About this exercise » The answer should be a single number, the count of lines in this material that contain "cases".

=== Data extract ===

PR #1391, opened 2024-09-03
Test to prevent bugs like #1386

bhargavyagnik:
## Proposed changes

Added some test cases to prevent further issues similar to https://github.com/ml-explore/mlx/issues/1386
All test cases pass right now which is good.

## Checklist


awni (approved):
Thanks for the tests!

===

Output for this task » 2